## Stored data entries
PR #115, opened 2022-01-26
Changed GetFormulas to GetNamedFormulas

emhomm4:
Changed GetFormulas to GetNamedFormulas with a Tuple return type and returning a DName as well as a formula.

### DIFF
--- a/src/libraries/Microsoft.PowerFx.Core/Syntax/NamedFormulas.cs
+++ b/src/libraries/Microsoft.PowerFx.Core/Syntax/NamedFormulas.cs
@@ -83,14 +83,14 @@ namespace Microsoft.PowerFx.Core.Syntax
         /// Returns a Tuple of a DName and Formula object for each named formula.
         /// </summary>
         /// <returns></returns>
-        public IEnumerable<Tuple<DName, Formula>> GetNamedFormulas()
+        public IEnumerable<(DName name, Formula formula)> GetNamedFormulas()
         {
-            var formulas = new List<Tuple<DName, Formula>>();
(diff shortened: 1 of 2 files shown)


src/libraries/Microsoft.PowerFx.Core/Syntax/NamedFormulas.cs
```diff
@@ -79,17 +80,17 @@ public IEnumerable<TexlError> GetParseErrors()
         }
 
         /// <summary>
-        /// Returns a Formula object for each named formula.
+        /// Returns a Tuple of a DName and Formula object for each named formula.
         /// </summary>
         /// <returns></returns>
-        public IEnumerable<Formula> GetFormulas()
+        public IEnumerable<Tuple<DName, Formula>> GetNamedFormulas()
```
lesaltzm, line 86: C# has some nice things now like named tuples. This type could be 
`IEnumerable<(DName name, Formula formula)>`, and then instead of Tuple.Create, just do `formulas.Add((kvp.key, GetFormula(kvp.Value)))`

lesaltzm: see https://docs.microsoft.com/en-us/dotnet/csharp/language-reference/builtin-types/value-tuples

emhomm4: Updated

VamsiModem (approved):

lesaltzm (approved):

PR #117, opened 2022-01-26
Fix whitespace bug in formulas parser

emhomm4:
Currently, the named formulas parser has a bug where it is not resilient to spaces in a formula. This PR fixes that. Unit tests updated to include random whitespace throughout formulas.


src/tests/Microsoft.PowerFx.Core.Tests/ParseTests.cs
```diff
@@ -655,25 +655,26 @@ public void TestParseTables_Negative(string script)
...
-        [InlineData("a=10;b")]
-        [InlineData("A=If(true,1;);")]
-        [InlineData("A=If(true,1;2);")]
-        [InlineData("1+2);")]
-        [InlineData("1=10")]
+        [InlineData("a = 10;;")]
+        [InlineData("a = 10; b")]
+        [InlineData("A = If(true,1;);")]
+        [InlineData("A = If(true,1;2);")]
+        [InlineData("1 + 2);")]
```
lesaltzm, line 676: what about multi character names?
Multi character names with special characters?
Ones with whitespace in the name, surrounded by `'`?

emhomm4: Is there a way for me to know which special characters are allowed in identifiers?

emhomm4: I updated the tests. I don't think any special characters are allowed in identifiers, but correct me if I'm wrong.

emhomm4: Added tests with special characters inside of `'`

lesaltzm (approved):

VamsiModem (approved):

PR #118, opened 2022-01-26
Add Environment Symbols registration to Power Fx Interpreter

lesaltzm:
We want a path to add symbols specific to a host's context. This adds an immutable store, and methods on RecalcEngine/PowerFxContext for updating that. 
A Context must be created before being passed to the interpreter, and the interpreter then locks the context, preventing further mutation.


src/libraries/Microsoft.PowerFx.Interpreter/RecalcEngine.cs
```diff
@@ -45,14 +49,43 @@ public RecalcEngine(PowerFxConfig powerFxConfig = null)
...
+        {
+            _powerFxConfig = powerFxConfig;
+            Formulas = formulas;
+            _enviromentSymbolTable = environmentSymbolTable;
+            _extraFunctions = extraFunctions;
+            
+            // Run rebind for all formulas here
+        }
+
+        public RecalcEngine WithEnvironmentSymbol(IExternalEntity entity)
```
lesaltzm, line 70: Main change: immutable pattern for adding symbols used here.

lesaltzm:
Example snippet of use:
```
var optionSet = new OptionSet("OptionSet", new Dict<string, string>(){
{ "Option1", "option_1" }
{ "Option2", "option_2")
});

var recalcEngine = new RecalcEngine(settings);
recalcEngine = recalcEngine.WithEnvironmentSymbol(optionSet);


var context = new RecordType.AddField("OptionSetField", new OptionSetType(optionSet))

result = recalcEngine.Eval("If(OptionSetField = OptionSet.Option1, \"matches 1\", \"doesn't match 1\")", context,...)
```

src/libraries/Microsoft.PowerFx.Interpreter/Environment/OptionSet.cs
```diff
@@ -0,0 +1,66 @@
...
+            return new SingleSourceDisplayNameProvider(Options);
+        }
+
+        
+        // Refactor the interface to separate out all this Canvas stuff from Power Fx. 
+        public string Name => EntityName;
+
+        public bool IsBooleanValued => false;
+
+        public string RelatedEntityName => throw new NotImplementedException();
```
MikeStall, line 47: >public [](http://example.com/codeflow?start=8&length=6)

nit: These might be able to be explicit to hide them. 
[https://docs.microsoft.com/en-us/dotnet/csharp/programming-guide/interfaces/explicit-interface-implementation](https://docs.microsoft.com/en-us/dotnet/csharp/programming-guide/interfaces/explicit-interface-implementation)

src/libraries/Microsoft.PowerFx.Interpreter/Environment/PowerFxConfig.cs
```diff
@@ -0,0 +1,80 @@
...
+using Microsoft.PowerFx.Core;
+using Microsoft.PowerFx.Core.Functions;
+using Microsoft.PowerFx.Core.Types.Enums;
+
+namespace Microsoft.PowerFx
+{
+    /// <summary>
+    /// A container that allows for compiler customization.
+    /// </summary>
+    public sealed class PowerFxConfig
```
MikeStall, line 16: >PowerFxConfig [](http://example.com/codeflow?start=24&length=13)

I like the direction here.

src/libraries/Microsoft.PowerFx.Interpreter/Environment/PowerFxConfig.cs
```diff
@@ -0,0 +1,80 @@
...
+    {
+        private bool _isLocked;
+        private readonly Dictionary<string, TexlFunction> _extraFunctions;
+
+        internal ImmutableEnvironmentSymbolTable ImmutableEnvironmentSymbolTable;
```
MikeStall, line 21: >ImmutableEnvironmentSymbolTable ImmutableEnvironmentSymbolTable; [](http://example.com/codeflow?start=17&length=64)

The Immutable here is out of place next to all the mutable things. 

Could this just be: 
Dictionary<DName, IExternalEntity> ?

src/libraries/Microsoft.PowerFx.Interpreter/RecalcEngine.cs
```diff
@@ -43,39 +42,30 @@ public class RecalcEngine : IScope, IPowerFxEngine
...
-            AddFunction(BuiltinFunctionsCore.Boolean_UO);
+            powerFxConfig = powerFxConfig ?? new PowerFxConfig(null, null);
+            AddInterpreterFunctions(powerFxConfig);
+            powerFxConfig.Lock();
+            _powerFxConfig = powerFxConfig;
         }
 
         // Add Builtin functions that aren't yet in the shared library. 
-        private void AddFunction(TexlFunction function)
+        private void AddInterpreterFunctions(PowerFxConfig powerFxConfig)
```
MikeStall, line 52: >AddInterpreterFunctions [](http://example.com/codeflow?start=21&length=23)

Nit: 
Now that this is successfully decoupled from the interpreter...  could this be moved to the bottom of BuiltinFunctionsCore?  (next to where these functions are already defined)

src/libraries/Microsoft.PowerFx.Interpreter/Environment/PowerFxConfig.cs
MikeStall, line 16: >PowerFxConfig [](http://example.com/codeflow?start=24&length=13)

Going forward - would we create one of these around an MsApp? 
We get lots of requests for tools doing intellisense over formulas in an msapp, but they can't create the context today.

MikeStall: Would Document (eventually) use this? Or other backends?
Should we move to Core?

`AddFunction(ReflectionFunction function)` may be an issue (that's interpreter specific), but that could easily be an extension method in interpreter that calls  ` AddFunction(TexlFunction function)`

src/libraries/Microsoft.PowerFx.Interpreter/RecalcEngine.cs
lesaltzm: What I'd like is to  have BuiltinFunctionsCore contain a bunch of smaller sets of functions, and then each host would call like: AddUOFunctions, AddMathFunctions, AddStringFunctions,...that also take into account the Enums required for those functions. I think we'll want to address that as a separate PR, so I'll leave this here for now.

src/libraries/Microsoft.PowerFx.Interpreter/Environment/PowerFxConfig.cs
lesaltzm: Not sure on the future with document specifically, but other back ends would most likely want this, I've moved it Core with some extension methods.

MikeStall (approved):
:shipit:

MikeStall (dismissed):

VamsiModem (approved):

PR #119, opened 2022-01-27
Do arg expansion for FirstN/LastN

lesaltzm:
FirstN and LastN are variadic and should expand args as needed. This fixes an IndexOutOfBounds exception that occurs if they're called with only one arg.


almineev (approved):
Looks good!

MikeStall (approved):
:shipit:

PR #120, opened 2022-01-27
Ensure that new functions don't show up in Canvas apps:

MikeStall:
Notably:
  IndexFunction_CO
  ParseJsonFunction

Just setting IsHidden=true is insufficient to hide from canvas. We can't add them to _library at all.

Still include in the interpreter by default. 

This is blocking integrating into PAClient.


lesaltzm:
To be safe, we should probably pull out the other _CO functions that were added to that list. (Table_CO, Value_CO, and Text_CO)

lesaltzm (approved):

PR #124, opened 2022-01-28
Rename CustomObject to UntypedObject

bryancroteau-MSFT:
Greg requested that we rename CustomObject to UntypedObject.


MikeStall (approved):
:shipit:

PR #126, opened 2022-01-29
Add new error kind enum value (Internal)

CarlosFigueiraMSFT:
New error kind to be used for errors generated due to internal issues in the Power Fx functions.


MikeStall (approved):
:shipit:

## Exercise objective
Every line above that holds the string "FirstN" should be copied into the answer.

## Output below
Do arg expansion for FirstN/LastN
FirstN and LastN are variadic and should expand args as needed. This fixes an IndexOutOfBounds exception that occurs if they're called with only one arg.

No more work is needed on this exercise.